In many ways, London is a forward-thinking city, but, there’s a dividing factor here.

It’s the people vs the establishment. Londoners are (as a sweeping generalisation) more liberal, progressive and culturally diverse than anywhere in the UK, and most cities in Europe. They voted to remain, they voted for the first British Muslim mayor, they campaigned to #SaveFabric and they support the introduction of drug testing initiatives in clubs and festivals.

However, the establishment; the people who make the rules, stamp the papers and close the venues are at odds with the London population. Over the course of 5 years, London has lost over half of its music venues and continues hard down a zero-tolerance policy to, not just drugs it seems, but to late nights, weird parties and slightly too loud activist communities. Are the decisions made for financial gain? To make it easier to build flats and banks? Perhaps it’s all just to do with money, but, with the Fabric case as a clear example, there seems to be an un-proportionally conservative, ill-informed and almost paranoid edge to the decisions made in our capital city, even compared with the rest of the country.
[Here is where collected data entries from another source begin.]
PR #682, opened 2021-04-07
fix potential memory leak

randomize00:
Hi guys, I think I may found a memory leak when I read the code of edge_utils.c.


Logan007:
Good catch! Thank you!

PR #684, opened 2021-04-14
add callback function for hin2n to protect socket

randomize00:
Hello guys.
I'm trying to develop hin2n (an android APP which based on n2n source code plays the role as **edge** ) to adapt to the latest n2n source code.
But I met a problem - when edge create a socket to supernode, the socket must be protected at once, or the APP will crash.
I've tried this code and it works with hin2n well.
I will also submit a pull request to hin2n when I complete the adaptation.


Logan007:
Thank you!

Issue #710, opened 2021-06-11
Cannot compile the latest branch on Openwrt X86 toolchain!


galaxyskyknight:
when configure, it prompts the gcc cannot create excutable error, please see the log below, the stable release (v2.8) can compile well,  I don't know what happened , may related the 2.9.0 code change some parameter usage for gcc? To compile this code on different openwrt platform is very important to me, please kindly help. thanks @ntop @Logan007 

This file contains any messages produced by compilers while
running configure, to aid debugging if configure makes a mistake.

It was created by edge configure 2.9.0, which was
generated by GNU Autoconf 2.69.  Invocation command line was

  $ ./configure --target=x86_64-openwrt-linux --host=x86_64-openwrt-linux --build=x86_64-pc-linux-gnu --program-prefix= --program-suffix= --prefix=/usr --exec-prefix=/usr --bindir=/usr/bin --sbindir=/usr/sbin --libexecdir=/usr/lib --sysconfdir=/etc --datadir=/usr/share --localstatedir=/var --mandir=/usr/man --infodir=/usr/info --disable-nls

## --------- ##

hostname = 
uname -m = x86_64
uname -r = 4.15.0-142-generic
uname -s = Linux
uname -v = #146-Ubuntu SMP Tue Apr 13 01:11:19 UTC 2021

/usr/bin/uname -p = unknown
/bin/uname -X     = unknown

/bin/arch              = unknown
/usr/bin/arch -k       = unknown
/usr/convex/getsysinfo = unknown
/usr/bin/hostinfo      = unknown
/bin/machine           = unknown
/usr/bin/oslevel       = unknown
/bin/universe          = unknown

PATH: /root/OpenWRT/openwrt-sdk-21.02.0-rc2-x86-64_gcc-8.4.0_musl.Linux-x86_64/staging_dir/target-x86_64_musl/host/bin
PATH: /root/OpenWRT/openwrt-sdk-21.02.0-rc2-x86-64_gcc-8.4.0_musl.Linux-x86_64/staging_dir/hostpkg/bin
PATH: /root/OpenWRT/openwrt-sdk-21.02.0-rc2-x86-64_gcc-8.4.0_musl.Linux-x86_64/staging_dir/toolchain-x86_64_gcc-8.4.0_musl/bin
[...]

PR #712, opened 2021-06-14
Update openwrt makefile and add patch

small-5:
Fix https://github.com/ntop/n2n/issues/710
Remove unnecessary dependes


Logan007:
Thank you!!

PR #1073, opened 2023-01-26
fix build issue

fnMrRice:
fix 'cannot find library -lzstd' when build as a subproject with cmake and vcpkg


hamishcoleman:
Thanks!

(Please also be aware that we consider the Cmake build in n2n as unmaintained and intend to remove it)

PR #1076, opened 2023-01-31
fix 'superndode' typo in edge and supernode help text

lemon-sh:


hamishcoleman:
Thanks!

(Though. I feel like I should create a 'ndode' service, so this can be for that.. :-S )

PR #1089, opened 2023-04-18
Fix some bugs on Windows

Legend-Master:
- Add Visual Studio files and pycache to gitignore
- Make edge prompt UAC (run as admin)
- Fix a crash on httpd since SIGPIPE doesn't exist on windows

### DIFF
--- a/.github/workflows/tests.yml
+++ b/.github/workflows/tests.yml
@@ -39,7 +39,7 @@ jobs:
 
       - name: Install libraries needed for all options turned on
         run: |
-          sudo apt-get install -y libminiupnpc-dev libnatpmp-dev libpcap-dev
+          sudo apt-get install -y libminiupnpc-dev libnatpmp-dev libpcap-dev libcap-dev
 
       - name: Run minimal test set
         run: |


Legend-Master:
By the way, I'm confused about why python files don't have .py extension, and containing `-` in the name (can't use import)

hamishcoleman:
The python files are intended to be commandline tools, which on everything other than Windows means that they dont have an extension.

The dash in their name is something that probably should change - as you say it makes things hard for python - but was done at the request of one of the other maintainers, so we should talk to them about it.

CMakeLists.txt
```diff
@@ -211,6 +211,10 @@ endif(DEFINED WIN32)
 
 add_executable(edge src/edge.c)
 target_link_libraries(edge n2n)
+if(DEFINED WIN32)
+  # Prompt UAC
+  set_target_properties(edge PROPERTIES LINK_FLAGS "/MANIFESTUAC:\"level='requireAdministrator' uiAccess='false'\"")
+endif(DEFINED WIN32)
```
hamishcoleman: The cmake build system is deprecated and will be removed soon.
Can you make an equivalent change to the Makefiles?

scripts/n2n-httpd
```diff
@@ -456,13 +456,15 @@ def main():
...
-    signal.signal(signal.SIGPIPE, signal.SIG_DFL)
+    if hasattr(signal, 'SIGPIPE'):
+        signal.signal(signal.SIGPIPE, signal.SIG_DFL)
 
     socketserver.TCPServer.allow_reuse_address = True
     handler = functools.partial(SimpleHandler, rpc, snrpc)
 
     httpd = socketserver.TCPServer(("", args.port), handler)
     try:
+        print(f"Serving HTTP at port {args.port} (http://localhost:{args.port}/) ...")
```
hamishcoleman: Do you really think this is necessary? The existing code is following the standard unix pattern of silence-as-success.

hamishcoleman (changes requested):
Thanks!

scripts/n2n-httpd
Legend-Master: Not necessary, but I do think it's better to let the user know what happened

Feel free to delete this if you don't like it

CMakeLists.txt
Legend-Master: I see #1042, I haven't tried mingw to build, visual studio complied the cmake version automatically for me

Might try it later

Legend-Master:
> The python files are intended to be commandline tools, which on everything other than Windows means that they dont have an extension.

I would argue that It's pretty common for commandline tools to have an extension (like other .sh files), it's just easier to understand what format the file is

Legend-Master:
Have to say I hate the current work flow on Windows, the cmake version is much easier to work with

hamishcoleman:
Can you expand on what your workflow is?

(Remember that most of the people developing this software are not using visual studio)

Legend-Master:
I use vscode most of the time, but visual studio simplified a lot of the compiling and debugging configurations

I can just run debug without any configuration in visual studio before with cmake, and changing between debug and release version is just a click of button (and they're organized in their own folder)

Now I'll need to first run `hack_fakeautoconf.sh` (and the version became FIXME), and then configure vscode task and launch (and I need to define debug and optimization flags myself)

And it won't compile because of checking git tag for version if I don't use git (like directly download zip from github)

Release build from gcc is much bigger than msvc (edge.exe 338KB vs 203KB)

Legend-Master:
To be honest, it's not a big problem, but for someone who's new to the project, it's gonna make things much harder especially if they don't have much experience on GNU ecosystem like myself

hamishcoleman:
It is still good to know how others are using things.  While there is only a limited amount of resources - so we cant make everything simple - if we know the pain points, some of them might come up in passing.

Thanks for your explanation.


On 21 April 2023 1:25:39 pm GMT+01:00, Tony ***@***.***> wrote:
>To be honest, it's not a big problem, but for someone who's new to the project, it's gonna make things much harder especially if they don't have much experience on GNU ecosystem like myself
>

-- 
Sent from my Android device with K-9 Mail. Please excuse my brevity.

Legend-Master:
I'm not sure if it's a good idea, but I think if we can have some instructions or IDE configurations to start with, it's going to make it easier to get started

Just being curious, how you guys write/build/debug it?

My vscode config, I just change the code, and press f5 to build and debug (having some problems though, vscode gdb doesn't work with ctrl-c and printing strings are messed up (none of them happens using the cmake version)):

`task.json`

```json
{
    "version": "2.0.0",
    "tasks": [
        {
            "label": "Debug build all",
            "type": "shell",
            "command": "make",
            "args": [
                "DEBUG=-g3",
            ],
            "problemMatcher": [
                "$gcc"
            ],
            "group": {
                "kind": "build",
                "isDefault": true
            },
        },
    ],
}
```

`launch.json`

```json
{
    "version": "0.2.0",
    "configurations": [
        {
            "name": "(gdb) Launch edge",
            "type": "cppdbg",
            "request": "launch",
            "program": "${workspaceRoot}/src/edge",
            "MIMode": "gdb",
            "cwd": "${workspaceRoot}",
            "preLaunchTask": "Debug build all"
        },
    ]
}
```

Legend-Master:
By the way, making debug build and release build in the same folder makes caching pretty messy and hard to organize, but that's something I guess can be improved in the Makefile system

hamishcoleman:
I've made some updates, you should confirm that everything still does what you expect.

hamishcoleman:
Hrm, github appears to have closed this for some reason - that was not my intent

Legend-Master:
I'm not sure what should I expect, but all my changes are gone (and the version is still FIXME)

hamishcoleman:
I figured out what I did - I pushed the wrong branch, sorry - have a look at #1103

Legend-Master:
I should have named my branch something else to be honest, was not thinking about much when I did the pull request

Just recovered from the local git repo, pushed a new branch to https://github.com/Legend-Master/n2n/tree/windows-fixes

PR #1103, opened 2023-05-08
Fix some bugs on Windows

hamishcoleman:
Replacement for #1089 after I accidentally closed it

### DIFF
--- a/.gitignore
+++ b/.gitignore
@@ -34,6 +34,8 @@ packages/etc/systemd/system/edge@.service
 packages/etc/systemd/system/supernode.service
 *dSYM*
 
+__pycache__
+
 # Binaries built to run tests
 tools/tests-auth
 tools/tests-compress
--- a/.gitignore
+++ b/.gitignore
@@ -23,6 +23,7 @@ tools/n2n-route
 build
 .idea
 .vscode
+.vs
 packages/debian/debian/changelog
 packages/debian/debian/control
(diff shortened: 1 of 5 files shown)


Legend-Master:
I'm not sure how should I test this branch, would you mind I open another pull request from my fork's branch?

hamishcoleman:
You can checkout this branch for testing pretty easily:

```
git checkout -b hamishcoleman-Legend-Master-dev dev
git pull git@github.com:hamishcoleman/n2n.git Legend-Master-dev
```

This branch contains the changes that I am suggesting

Legend-Master:
Yes, I think it still works like before

hamishcoleman:
Great!, thanks for testing

hamishcoleman:
An unexpected side effect of the UAC prompt is that it /always/ prompts, and thus will /always/ run in a separate subshell - which makes debugging difficult and feels like a regression

Legend-Master:
> An unexpected side effect of the UAC prompt is that it /always/ prompts, and thus will /always/ run in a separate subshell - which makes debugging difficult and feels like a regression

I'm not sure how you debug it, for me, I run vscode/visual studio in admin mode even before the change to debug it, since it won't work without admin anyway

But yeah, it's kinda bad to have it flash a console window when running in a non admin terminal and quit immediately if all you want is just showing the help message

PR #1117, opened 2023-06-16
Fix purgeable is always false on supernode peer list

Legend-Master:
- And change `sn_purge` and `keep_running` to bool

Fix a regression caused by #982

Purgeable was set to 0 through `calloc` and the change from `SN_PURGEABLE = 0` to `PURGEABLE = 1` broke this

### DIFF
--- a/include/n2n.h
+++ b/include/n2n.h
@@ -50,7 +50,7 @@
 #endif
 
 
-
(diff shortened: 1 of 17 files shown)


hamishcoleman:
Thanks!

PR #1138, opened 2023-07-20
Add --persistent flag to Linux edge

sweihub:
Hi n2n

Thanks to the stable n2n-3.0, it's super stable, fast and awsome!

However, I need to make the Linux TUNTAP device persistent for routing purpose, so I added a `--persistent` flag to Linux edge. Would you review and accept this PR?

By default, or re-run without persistent flag, the TUNTAP device will be deleted when edge exits.

Thanks!

Alex Wei

### DIFF
--- a/README.md
+++ b/README.md
@@ -3,6 +3,8 @@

London culture is built on diversity and creativity. Thousands of fresh faced creatives flock to the city every year for forward thinking music, art and culture. When they’re presented, instead, with offices, luxury apartments and military style nightclubs, will they stick around? The re-opening of Fabric, with support from the Mayor, was a great step in right direction, but there’s a long way to go. When will London catch up with Londoners, to become the thriving, 24-hour city it so wants to be?